I tried to make your guys life easier and created a module that does this automatically for you. Simply make all attributes accessible and assign it in the initializer. So a serialized class should look like this:

require 'active_record/attribute_methods/crate_object'

class Address
  attr_accessor :street, :city, :phones, :zip

  include CrateObject

  def initialize(opts)
    @street = opts[:street]
    @city = opts[:city]
    @phones = opts[:phones]
    @zip = opts[:zip]
  end

end

Check out the CrateObject module if you need to write your own serializer.

Then in your model simply use #serialize to have objects working.

  class User < ActiveRecord::Base
    serialize :address, Address
  end

Note: I do not plan to support nested objects inside objects.

Object Migrations

In the migrations, you can create an object, specify the object behaviour (strict|dynamic|ignored), and its schema.

t.object :address, object_schema_behaviour: :strict,
                   object_schema: {street: :string, city: :string, phones: {array: :string}, zip: :integer}

Migrations

Currently, adding and dropping indices is not support by CrateDB, see issue #733.

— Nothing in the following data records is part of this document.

PR #96, opened 2026-07-16
Enforce credential-use authorization at agent launch and rotation

alexanderguy:
## Summary

Agent launch and credential rotation resolve provider credentials into an
agent's model `sources[]`. Before this branch, that path shipped the credential
secret into the agent without checking that the agent's creator was authorized
to use the credential: the launch handler ran credential resolution and grant
evaluation as two independent loops that shared no data, and the rotation push
re-resolved secrets the same way. Any principal able to author or deploy an
agent definition could cause a tenant-sourced provider secret to be shipped
into an agent regardless of authorization — a confused-deputy / privilege
escalation. `docs/CREDENTIALS.md` already described this check as enforced; it
was not.

This branch enforces the invariant in the layer that owns it. A provider secret
enters an agent's model sources only if the agent's **creator** holds a
`credential:{id}` / `use` grant for that credential. The check lives in the
model-source resolution layer (`buildSource` / `resolveModelSources`), so both
the launch path (`hub-api` instances route) and the rotation/reconnect push
(`resolveInstanceModelSources`) are gated by one fail-closed check — any grant
effect other than `allow` withholds the secret and surfaces a
`credential_unauthorized` skip (a `not_launchable` 409 on launch; a silent,
never-rejecting no-op on rotation).

## What the branch does

- **Provisioning.** Creating a personal credential mints a durable
  `credential:{id}` / `use` grant (origin `creator`) for the owner in the same
  transaction. Organizational credentials mint none and remain governed by
  role-based access.
- **Backfill.** An idempotent data migration grants existing personal
  credentials' owners the same `use` grant, so fail-closed enforcement does not
  lock out credentials that predate provisioning.
- **Enforcement.** The resolution layer authorizes the creator against
  `credential:{id}` / `use` before a secret joins `sources[]`, fail closed, on
  both the launch and rotation paths.
- **Tenant inheritance.** Because credential resolution reaches a credential
  through the tenant ancestor chain, the credential-use check collects the
  creator's grants across that same chain (via a dedicated chain-aware
  collector), so an inherited credential authorizes correctly. The single-tenant
  grant collection used by general RBAC is unchanged.
- **Docs.** `docs/CREDENTIALS.md` now names the creator (not the freshly minted
  instance principal) as the authorizing subject, matching the enforcement.

## Verification

- `make all` is green on the tip: type-check, lint (Prettier, ESLint, API-docs
  freshness, dependency/launcher/exports checks), and the full test suite —
  4069 fast-suite and 518 integration tests pass, 0 fail, against a real
  Postgres.
- The enforcement is proven by mutation testing: reverting only the enforcement
  source (keeping the tests) makes the reproduction tests fail — the secret
  flows through for a non-owner creator on both launch and rotation — and
  restoring the fix makes them pass. The regression tests use a **non-owner**
  creator, since a tenant owner's wildcard grant would mask the vulnerability.
- New tests pin the authorization invariants (owner and `credential:*`/`use`
  satisfy the check; admin/member defaults do not; `ask`/`deny`/no-match fail
  closed) and cover the multi-tenant inheritance cases (inherited credential
  authorizes; child-tenant owner still authorizes; a creator with no grant
  anywhere in the chain is withheld).

Closes INTR-197.

### DIFF
--- a/bun.lock
+++ b/bun.lock
@@ -279,6 +279,7 @@
       "name": "@intx/db",
       "version": "0.2.2",
       "dependencies": {
+        "@intx/authz": "workspace:*",
         "@intx/log": "workspace:*",
         "@intx/types": "workspace:*",
         "arktype": "catalog:",
--- a/docs/CREDENTIALS.md
+++ b/docs/CREDENTIALS.md
@@ -93,6 +93,12 @@ The grant validation ensures that a definition creator cannot grant an agent acc
 
 At launch time, if the agent requires invoker-sourced credentials, the invoker's grants are additionally validated. The effective credential set is the union of tenant, creator, and invoker credentials, subject to each party's authorization.
 
+### Model-Source Credential Authorization (Interim)
+
+Model-source (tenant-catalog) credentials carry an additional gate: the secret behind a catalog offering only enters a launchable inference source when the agent's creator holds a `credential:{id}` / `use` grant for the referenced credential. This is enforced fail-closed — anything other than an `allow` effect (including `ask`, `deny`, or no matching grant) withholds the secret — at agent launch and again on credential rotation, so a rotated secret is never pushed to a running instance whose creator lacks the grant.
+
+This is a deliberate interim tightening. Catalog credentials are tenant-owned (tenant-source), and under the source-based authority model (tenant/creator/invoker) a tenant-source credential would be authorized by tenant/role policy rather than by a per-principal `use` grant. Gating catalog-credential use on the creator's explicit grant is stricter than that model requires. Unifying catalog-credential authorization with the source-based model is planned; until then the creator `use` grant is the authoritative check on this path.
+
 ## Walk-up Resolution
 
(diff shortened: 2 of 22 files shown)


alexanderguy:
Update since open: the branch now labels the creator-`use` gate on model-source (tenant-catalog) credentials as a deliberate **interim** tightening — documented in `CREDENTIALS.md` and at the enforcement site — rather than the final authority model. Catalog credentials are tenant-owned; under the source-based authority model a tenant-source credential would be authorized by tenant/role policy rather than a per-principal grant, so the creator-`use` gate is stricter than that model requires (safe and fail-closed, but not the end state).

Also added a test proving an invoker's source override cannot bypass the gate: pinning a provider whose credential the creator is not authorized for withholds the secret and makes the model unavailable, so an invoker cannot use an override to spend an unauthorized credential.

Unifying catalog-credential authorization with the source-based model (and the deferred conditional-grant / ask-deny resolution-layer tests) is tracked in INTR-311.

# not supported by CrateDB yet
add_index :posts, :comment_count
remove_index :posts, :comment_count

Caveats

CrateDB is eventually consistent, that means if you create a record, and query for it right away, it won't work (except queries for the primary key).

In this context, read more about the REFRESH TABLE statement.

Tests

See DEVELOP.md.

Contributing

If you think something is missing, either create a pull request or log a new issue, so someone else can tackle it. Please refer to CONTRIBUTING.rst for further information.

Maintainers

License

This project is licensed under the Apache License 2.0.